For each line of the listing that holds "normal", show the full line.

== INPUT DATA ==
★ ★ ★ ★ ★
PR #26890, opened 2026-04-18
veb: fix static handler

squidink7:
Fixes static file handling in veb. Currently static files are incorrectly handled and return 404 when accessed, this PR fixes that.
Note: this only fixes static file handling when compiled with tcc. When using GCC there is a segfault in the parallel fasthttp backend and clang doesn't compile at all, giving a C error related to mismatched pointer types. I believe these are other issues however, and the bugs are likely in the V compiler rather than veb.


Jengro777:
#https://github.com/vlang/v/commit/8aca2fb26fcee0aedd620ae9bf38c7eca23adacd

PR #26925, opened 2026-04-20
x.markdown: add pure V markdown module

JalonSolov:


SheatNoisette:
Hmm, shouldn't be moved to https://github.com/vlang/markdown ?

JalonSolov:
It's used by an internal tool (`v doc`), so seems like a good fit for internal module rather than external.  🤷🏼‍♂️

PR #26926, opened 2026-04-20
x.bzip2: add pure V bzip module

JalonSolov:


squidink7:
Now V has optional parameters, should the *_with_params functions just use an optional flag?
e.g.
```
fn decompress(src []u8, verify_crc ?bool)
```
It depends if you think there may be more parameters to add in the future though, but with just one then it may make more sense as an option.

JalonSolov:
Actually, yes, it would make sense to only have `compress` and `decompress` since the params are optional... trailing literal struct syntax.

JalonSolov:
The README examples have also been adjusted.  There's no need for `verify_crc ?bool` as the `DecompressParams` struct takes care of it, in a more V way.

vlib/x/compress/bzip2/bzip2.v
```diff
@@ -0,0 +1,1079 @@
...
+	}
+	return w.out
+}
+
+struct BitReader {
+	data []u8
+mut:
+	byte_pos  int
+	bit_pos   int
+	last_bits int
```
SheatNoisette: This variable is only assigned once and never read (line 1039)

vlib/x/compress/bzip2/bzip2.v
```diff
@@ -0,0 +1,1079 @@
...
+fn rle1_encode(src []u8) []u8 {
+	if src.len == 0 {
+		return []u8{}
+	}
+	mut out := []u8{cap: src.len + (src.len / 4) + 8}
+	mut i := 0
+	for i < src.len {
+		b := src[i]
+		mut run := 1
+		for i + run < src.len && src[i + run] == b && run < 0x7fffffff {
```
SheatNoisette: The magic number 0x7ffffff for max 32bits int should be made into a const

vlib/x/compress/bzip2/bzip2.v
```diff
@@ -0,0 +1,1079 @@
...
+	selector_mtf := encode_selector_mtf(selectors, n_groups)
+	freq := symbol_freq(mtf_symbols, alpha_size)
+	lens := make_huffman_lengths(freq, bzip2_max_code_len)
+	codes := build_huffman_codes(lens)
+	mut code_lengths := [][]int{len: n_groups}
+	mut code_words := [][]u32{len: n_groups}
+	for i in 0 .. n_groups {
+		code_lengths[i] = lens.clone()
+		code_words[i] = codes.clone()
+	}
```
SheatNoisette, line 388: Real bzip2 partitions the symbol stream into groups of 50 symbols each, clusters groups with similar frequency distributions together and builds per-group Huffman tables.

vlib/x/compress/bzip2/bzip2.v
```diff
@@ -0,0 +1,1079 @@
...
+		for _ in 0 .. 8 {
+			if (crc & u32(0x80000000)) != 0 {
+				crc = (crc << 1) ^ bzip2_crc_poly
+			} else {
+				crc <<= 1
+			}
+		}
+	}
+	return ~crc
+}
```
SheatNoisette, line 1099: whining: Using a CRC table will make the function dramatically faster for big archives

vlib/x/compress/bzip2/bzip2.v
```diff
@@ -0,0 +1,1079 @@
...
+	for s in symbols {
+		if s >= 0 && s < alpha_size {
+			freq[s]++
+		}
+	}
+	for i in 0 .. alpha_size {
+		if freq[i] == 0 {
+			freq[i] = 1
+		}
+	}
```
SheatNoisette, line 450: This forces Huffman codes for symbols that never appear, wasting code space and bits. From what I read bzip2 only assigns codes to symbols present in each group.

SheatNoisette (commented):
Pretty good first implementation of bzip2. Largely good enough.

I would have preferred more comments on the implementation with any reference used and, if I didn't missed it, a test with a real bzip archive from disk with something in it. I skipped most of the optimization possible.

JalonSolov:
> Pretty good first implementation of bzip2. Largely good enough.
> 
> I would have preferred more comments on the implementation with any reference used and, if I didn't missed it, a test with a real bzip archive from disk with something in it. I skipped most of the optimization possible.

The code was tested against both the Linux command line `bzip2` and the Python `bz2` package, going both ways... having this code create a file and the others decode it, and having the others create files and this code decode it, at various levels from 1 to 9.  Wound up being a matrix of 90 tests - all passed.

However, including a test like that might be good in the CI, but won't work for everyone unless they have `bzip2` and Python's `bz2` installed locally.

I suppose I could still include the test, but as something like a `.vsh` file in a subdir... don't want `v test` to run it automatically.

vlib/x/compress/bzip2/bzip2.v
JalonSolov: Didn't seem to matter when comparing against command line bzip2 or Python bz2 package.

Wouldn't hurt to see if there's a performance difference, though.

vlib/x/compress/bzip2/bzip2.v
JalonSolov: True.  For big files (as bzip2 is a compressor, not an archive type :-) ).

JalonSolov:
... and I was following the "Make it work, first, _then_ optimize." rule.  No reason some optimizations can't be added up front, though.

vlib/x/compress/bzip2/bzip2.v
JalonSolov: I have not been able to find anything about partitioning the symbol stream.  If you have a link, I'd like to see it.

vlib/x/compress/bzip2/bzip2.v
JalonSolov: Debugging leftover...

vlib/x/compress/bzip2/bzip2.v
JalonSolov: Basically, it's for safety.  I asked the AI what purpose those lines serve (since it writes better than I), and here's what it said:

---

After counting how often each symbol appears in the stream, any symbol with a count of 0 is bumped to 1. This ensures every symbol in the alphabet gets at least a minimal weight when the Huffman tree is built.

Without this guard:

* A symbol with `freq = 0` would get no Huffman code assigned.
* If the decoder later encounters that symbol (e.g., due to a selector assigning it), decoding would fail or produce invalid results.
* The Huffman length builder could also produce degenerate trees if some symbols are entirely absent.

By setting unseen symbols to `1`, the compressor guarantees the generated code table is complete across the full alphabet (`alpha_size` entries), keeping the encoder/decoder tables consistent.

---

It may be a tiny performance hit to keep it, but better to avoid degenerate trees, etc.

JalonSolov:
I added an `interop` subdir with a `README` and a `.vsh` file.  It runs this code against `bzip2` command and Python `bz2`, at compression levels 1, 6, and 9.  A matrix of 135 tests, which can _only_ succeed if results are byte-for-byte identical.

The code currently passes these tests.

JalonSolov:
$%#@$%^ git... I'll try this again after Alex's commits settle.

PR #26983, opened 2026-04-25
support comptime dollar if bsd test

kimshrier:
I saw with commit 10e413a34cae26c7f6c53e6fcdaf7ef5c1511b1c that there was bsd environment specific file support.

This update adds the capability to do `$if bsd` tests in the same way one could test for a specific os.


medvednikov:
Thanks!

PR #27798, opened 2026-07-15
v3: fix group 6 test failures

medvednikov:
## Summary
- fixes the V3 failures tracked in group 6
- preserves shared-local raw type metadata so shared array append/postfix autolock works without the expensive declaration scan
- adds the grouped V3 failure list files and README

## Validation
- vlib/v3/v3_test_failure_groups/06_v_tests_fns_and_control_flow.txt: total=110 pass=110 fail=0
- cd vlib/v3 && ../../v -gc none -prealloc -prod -o v3 v3.v && ./v3 -building-v -o v4 v3.v
- /Users/alexander/code/v6/vnew test vlib/v3/transform/shared_postfix_test.v
- git diff --check


medvednikov:
Addressed the review points in 331b72f48e.

- Unsigned inclusive `for` lowering now transforms the RHS bound once per attempted iteration into a temp and reuses that same value for both the loop condition and the tail guard. Added a side-effecting bound regression.
- I did not reject fixed-slot spreads globally, because V3 already expands that supported shape in transform before C generation (`transform_spread_arg_over_fixed_variadic_tail`). Added a focused codegen regression for `take(...xs)` where the spread fills a fixed param plus the variadic tail.

Validation:
- `./vnew test vlib/v3/tests/for_multi_init_codegen_test.v`
- `./vnew test vlib/v3/tests/variadic_call_codegen_test.v`
- `cd vlib/v3 && ../../v -gc none -prealloc -prod -o v3 v3.v && ./v3 -building-v -o v4 v3.v`
- group 6 list: 110/110 pass

medvednikov:
Addressed the latest review points in 95c23d804b.

- Fixed-slot spreads with trailing args now append the remaining explicit args onto a fresh variadic tail array, so `take(...xs, 9)` keeps `9` instead of dropping it.
- For-post multi-assign now uses the regular multi-return assignment expansion before falling back to plain temp-based lowering, so `a, b = step()` updates both LHSs.
- For-post arity mismatches now preserve/report a `for post assignment mismatch` marker; `i = bump(1), bump(2)` is rejected before codegen instead of losing the extra RHS silently.

Validation:
- `./vnew test vlib/v3/tests/variadic_call_codegen_test.v`
- `./vnew test vlib/v3/tests/for_multi_init_codegen_test.v`
- `cd vlib/v3 && ../../v -gc none -prealloc -prod -o v3 v3.v && ./v3 -building-v -o v4 v3.v`
- group 6 list: 110/110 pass

medvednikov:
@codex review

medvednikov:
Addressed the latest review pass in commit 3295fff828.

Changes:
- for-post continue rewriting now descends into match branches and similar branch containers while still stopping at nested loops.
- assignment checking now invalidates written smartcasts after RHS checking, with preservation for assignments that still produce the active smartcasted value.
- captured fn literal aliases are tracked and rejected when appended/stored in callback containers, covering direct and aliased container storage without regressing existing group-6 closure coverage.

Validation:
- ./vnew test vlib/v3/tests/checker_assignment_review_test.v
- ./vnew test vlib/v3/tests/for_multi_init_codegen_test.v
- ./vnew test vlib/v3/tests/capturing_callback_thread_local_codegen_test.v
- v3 group 6 sweep: 110/110
- cd vlib/v3 && ../../v -gc none -prealloc -prod -o v3 v3.v && ./v3 -building-v -o v4 v3.v
- git diff --check

Note: I also attempted the full vlib/v3/tests/post_merge_review_fixes_test.v sweep, but stopped it after it was still running past 5 minutes; the directly relevant multi-assignment smartcast snippet was run with the rebuilt v3 and passed.

medvednikov:
Addressed the latest review findings in the amended commit 5ae7e671e0:\n\n- lowered for-post continuations now structurally descend through select branches and other transparent child containers while still stopping at nested loops/function literals\n- shared-array selector indexing no longer treats pointer receivers as pointer array expressions\n- shared-array push markers now preserve the field owner module for imported shared array fields\n\nValidation run:\n- ./vnew test vlib/v3/tests/for_multi_init_codegen_test.v\n- ./vnew test vlib/v3/tests/shared_array_codegen_test.v\n- cd vlib/v3 && ../../v -gc none -prealloc -prod -o v3 v3.v && ./v3 -building-v -o v4 v3.v\n- group 6 sweep: 110/110\n- git diff --check

medvednikov:
Addressed the latest review findings in amended commit 758ccbf0b4:

- labeled `continue` nodes are no longer wrapped with the local lowered for-post body; labeled loop lowering already routes them through the target loop's continue label
- for-init/for-post multi-assign nodes now preserve LHS count, and scalar single RHSs for multi-LHS assignments are rejected unless the RHS resolves as a multi-return value

Validation run:
- `./vnew test vlib/v3/tests/for_multi_init_codegen_test.v`
- `./vnew test vlib/v3/tests/checker_assignment_review_test.v`
- `cd vlib/v3 && ../../v -gc none -prealloc -prod -o v3 v3.v && ./v3 -building-v -o v4 v3.v`
- group 6 sweep: `110/110`
- `git diff --check`

medvednikov:
Addressed the latest review findings in amended commit b01a62e8e5:

- `for k, mut v in m` with a delete-triggered map snapshot now binds mutable values through the original map, with a snapshot fallback if that key was deleted before its turn
- capturing fn literal local markers now track binding owners, so an inner shadowing declaration does not inherit the outer captured marker, while the outer marker still applies after the shadowing block

Validation run:
- `./vnew test vlib/v3/tests/checker_assignment_review_test.v`
- `./vnew test vlib/v3/tests/map_for_mut_snapshot_codegen_test.v`
- `cd vlib/v3 && ../../v -gc none -prealloc -prod -o v3 v3.v && ./v3 -building-v -o v4 v3.v`
- group 6 sweep: `110/110`
- `git diff --check`

medvednikov:
Addressed the latest review findings in amended commit eb32f34331:

- Preserved string-alias operator overloads by making alias-operator detection recover explicit cast targets and allowing alias equality overload lookup to mark the current infix as the use.
- Fixed mixed duplicate lock lowering so write mode propagates backward through duplicate runs before acquisition skips later duplicates.
- Added loop-control copybacks for lowered mutable map value writebacks so fixed-array map values are copied back before `continue`/`break` paths that leave or advance the map loop.

Validation:
- `./vnew test vlib/v3/tests/operator_result_method_checker_test.v`
- `./vnew test vlib/v3/tests/map_for_mut_snapshot_codegen_test.v`
- `./vnew test vlib/v3/tests/mixed_lock_codegen_test.v`
- `./vnew test vlib/v3/tests/lock_codegen_test.v`
- `cd vlib/v3 && ../../v -gc none -prealloc -prod -o v3 v3.v && ./v3 -building-v -o v4 v3.v` (second-stage total 1229.52 ms, peak 2304 MB resident RAM)
- Group 6 sweep: `GROUP6_PASS=110/110`
- `git diff --check`

medvednikov:
Addressed latest review findings in amended commit 133c15669c:

- markused now collects the checker-resolved sum receiver method before falling back to variant helper methods for non-local receiver expressions.
- variadic fn-value local markers are tracked by binding owner, so shadowing locals no longer inherit variadic call behavior.
- option-context `if` branches reject dynamic `error()`/`IError` branches, while literal-condition branches only check the selected branch.
- fixed result/error cgen fallout so optional/result failure literals render `err` fields as raw `IError`, not nested option wrappers.

Validation:
- `./vnew test vlib/v3/tests/fn_value_decl_type_test.v`
- `./vnew test vlib/v3/tests/markused_test.v`
- `./vnew test vlib/v3/gen/c/`
- Direct dynamic option/error rejection check for `fn f(ok bool) ?int { return if ok { error('bad') } else { 1 } }`
- Direct `vlib/v/tests/conditions/ifs/if_expr_of_option_test.v` check
- Group 6 sweep: `GROUP6_PASS=110/110`
- Self-host: `../../v -gc none -prealloc -prod -o v3 v3.v && ./v3 -building-v -o v4 v3.v` passed; final run total 1194.93 ms, peak 2332 MB resident RAM.

Note: full `vlib/v3/tests/type_checker_errors_test.v` was also attempted, but it still fails on unrelated existing generic/interface cases (`global_amp_initializers`, generic literal diagnostics, fixed-array interface dispatch, etc.); the new option/error case was verified directly.

medvednikov:
Addressed the latest review findings in f60de580c3.\n\n- for-post checking now isolates condition smartcasts so the post clause is not accepted under stale condition-only narrowing.\n- top-level markused selector collection now prefers checker-selected/exact typed receiver methods before sum variant helpers.\n\nValidation:\n- ./vnew test vlib/v3/tests/for_multi_init_codegen_test.v\n- ./vnew test vlib/v3/tests/markused_test.v\n- group 6 sweep: 110/110 passed\n- cd vlib/v3 && ../../v -gc none -prealloc -prod -o v3 v3.v && ./v3 -building-v -o v4 v3.v

medvednikov:
Addressed the latest parser/ORM review findings in 0baaadc12d.

- Parser: newline before `(` is only treated as a multiline call continuation for ident/selector lhs forms when the `(` line is indented beyond the lhs line indentation. This preserves the existing `new_address\n\t(...)` style while keeping `(foo())` as a separate parenthesized statement after `println('a')`.
- ORM cgen: NULL TEXT fallback now uses `g.intern_string('')` instead of hard-coded `_str_27`.

Validation:
- `./vnew test vlib/v3/tests/parser_regression_test.v`
- `./vnew test vlib/v3/tests/orm_null_text_codegen_test.v`
- `./vlib/v3/v3 -silent test vlib/v/tests/fns/fn_call_with_newline_opening_brace_test.v`
- group 6 sweep: 110/110 passed
- `cd vlib/v3 && ../../v -gc none -prealloc -prod -o v3 v3.v && ./v3 -building-v -o v4 v3.v`

Self-host timing/RSS check: final run total 1148.80 ms; peak printed RSS 2316 MB. I also ran the same self-host command against baseline f60de580c3 in a detached worktree; it printed essentially the same peak RSS (2308 MB), so the RSS level is not introduced by these fixes.

medvednikov:
@codex review

medvednikov:
Addressed the P1 match parser review in 9b11864836.

- `match` now always parses through `match_stmt()`, so parenthesized and array-literal subjects like `match (maybe() or { ... }) {}` and `match []int{} {}` are preserved.
- Added a parser regression covering both subject forms.

Validation:
- `./vnew test vlib/v3/tests/parser_regression_test.v`
- `./vnew -run-only test_eval_or_block_return_propagates_from_match_subject vlib/v3/eval/eval_test.v`
- `./vnew -run-only test_eval_match_expression_propagates_branch_return vlib/v3/eval/eval_test.v`
- `cd vlib/v3 && ../../v -gc none -prealloc -prod -o v3 v3.v && ./v3 -building-v -o v4 v3.v`
- group 6 sweep: 110/110 passed

Note: the full `vlib/v3/eval/eval_test.v` still hits an unrelated pre-existing eval panic in `test_eval_index_assignment_lhs_index_propagates_return`, so I ran the cited match test directly with `-run-only`.

medvednikov:
Addressed the nested optional infix `or` review. Nested optional leaves now lower into a single whole-expression result temp guarded by an `ok` flag, so a failed left leaf assigns the outer fallback and skips later operands; when the right side contains the optional, the left side is stabilized first to preserve effects before the failure.

Validation:
- `./vnew test vlib/v3/tests/or_expr_transform_review_test.v`
- group 6 sweep: 110/110 passed
- `cd vlib/v3 && ../../v -gc none -prealloc -prod -o v3 v3.v && ./v3 -building-v -o v4 v3.v` passed
- RSS sanity check against pre-fix HEAD: baseline peak 2318 MB, patched peak 2341 MB in this worktree, so no material stage memory regression from this fix.

medvednikov:
Addressed the latest checker reviews.

Changes:
- Plain pointer truthiness is no longer accepted for normal `if` / condition-only `for` conditions.
- C-style `for init; ptr; post` pointer conditions remain accepted to match current V behavior and keep group 6 passing.
- Optional maps remain rejected in for-in before codegen.
- Optional arrays are now lowered with an `ok` guard, so `none` skips the loop instead of reading `.value` unconditionally.

Validation:
- `./vnew test vlib/v3/tests/for_in_review_test.v`
- direct minimal snippets for pointer `if`, pointer `for`, optional map rejection, optional array `none` skip, and C-style pointer condition
- group 6 sweep: 110/110 passed
- `cd vlib/v3 && ../../v -gc none -prealloc -prod -o v3 v3.v && ./v3 -building-v -o v4 v3.v` passed, peak RSS 2331 MB

medvednikov:
Addressed the ORM wide integer SQLite review.

- `i64`, `u64`, `isize`, and `usize` ORM integer fields now bind with `sqlite3_bind_int64` instead of `sqlite3_bind_int`.
- Reads for those fields now use `sqlite3_column_int64` and cast back to the field C type.
- Narrow integer fields still use the existing 32-bit SQLite APIs.

Validation:
- `./vnew test vlib/v3/tests/orm_null_text_codegen_test.v`
- group 6 sweep: `GROUP6 pass=110 fail=0 total=110`
- `cd vlib/v3 && ../../v -gc none -prealloc -prod -o v3 v3.v && ./v3 -building-v -o v4 v3.v` (passed, peak RSS 2371 MB)

medvednikov:
Addressed the spawned capturing literal review.

The wrapper still restores captures before calling the lifted literal, but those `__anon_fn_*` capture slots are emitted by `global_decls()` as per-thread lvalues (`_Thread_local` for normal C compilers, pthread-key backed under TinyCC). I added an explicit comment at the restore site and a regression that spawns many mutable capturing literals from the same source site, checks the generated TLS/thread-wrapper shape, and verifies each thread observes its own capture.

Validation:
- `./vnew test vlib/v3/tests/capturing_callback_thread_local_codegen_test.v`
- group 6 sweep: `GROUP6 pass=110 fail=0 total=110`
- `cd vlib/v3 && ../../v -gc none -prealloc -prod -o v3 v3.v && ./v3 -building-v -o v4 v3.v` (passed, peak RSS 2371 MB)

medvednikov:
Addressed the latest generic-call and unsigned-loop reviews.

Changes:
- Explicit generic calls now always emit runtime arguments starting from call child `1`; type arguments stay on the `.index` callee, so `f[int](1, 2)` no longer drops `1`.
- Unsigned inclusive loop overflow guards now skip the cached-bound lowering when the loop body writes a name used by the RHS bound. Immutable/effect-only bounds still use the per-iteration cached value for the overflow guard, preserving the existing group-6 max-bound behavior.

Validation:
- `./vnew test vlib/v3/tests/generics_test.v`
- `./vnew test vlib/v3/tests/for_multi_init_codegen_test.v`
- group 6 sweep: `GROUP6 pass=110 fail=0 total=110`
- `cd vlib/v3 && ../../v -gc none -prealloc -prod -o v3 v3.v && ./v3 -building-v -o v4 v3.v` (passed, peak RSS 2342 MB)

medvednikov:
Addressed the ORM `u32` SQLite integer review.

- `u32` ORM fields now use the int64 SQLite path for both bind and read, avoiding signed `int` conversions for values above `INT_MAX`.
- Signed `int`/`i32` remains on the existing `sqlite3_bind_int` / `sqlite3_column_int` path.
- Extended the ORM codegen regression to cover `u32(1) << 31` alongside the existing 64-bit and pointer-sized integer cases.

Validation:
- `./vnew test vlib/v3/tests/orm_null_text_codegen_test.v`
- group 6 sweep: `GROUP6 pass=110 fail=0 total=110`
- `cd vlib/v3 && ../../v -gc none -prealloc -prod -o v3 v3.v && ./v3 -building-v -o v4 v3.v` (passed, peak RSS 1102 MB)

medvednikov:
Addressed the ORM transform-gating reviews.

Changes:
- SELECT is now routed to V3 C lowering only for the shapes the C generator actually supports: `select from T` and `select from T limit N`. `where` / `order by` forms stay on the fallback path instead of emitting a stripped `SELECT ... FROM` query.
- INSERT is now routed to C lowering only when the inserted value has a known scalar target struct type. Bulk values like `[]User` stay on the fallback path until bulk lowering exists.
★ ★ ★ ★ ★
== REPLY TO THE TASK ==
- Plain pointer truthiness is no longer accepted for normal `if` / condition-only `for` conditions.
The wrapper still restores captures before calling the lifted literal, but those `__anon_fn_*` capture slots are emitted by `global_decls()` as per-thread lvalues (`_Thread_local` for normal C compilers, pthread-key backed under TinyCC). I added an explicit comment at the restore site and a regression that spawns many mutable capturing literals from the same source site, checks the generated TLS/thread-wrapper shape, and verifies each thread observes its own capture.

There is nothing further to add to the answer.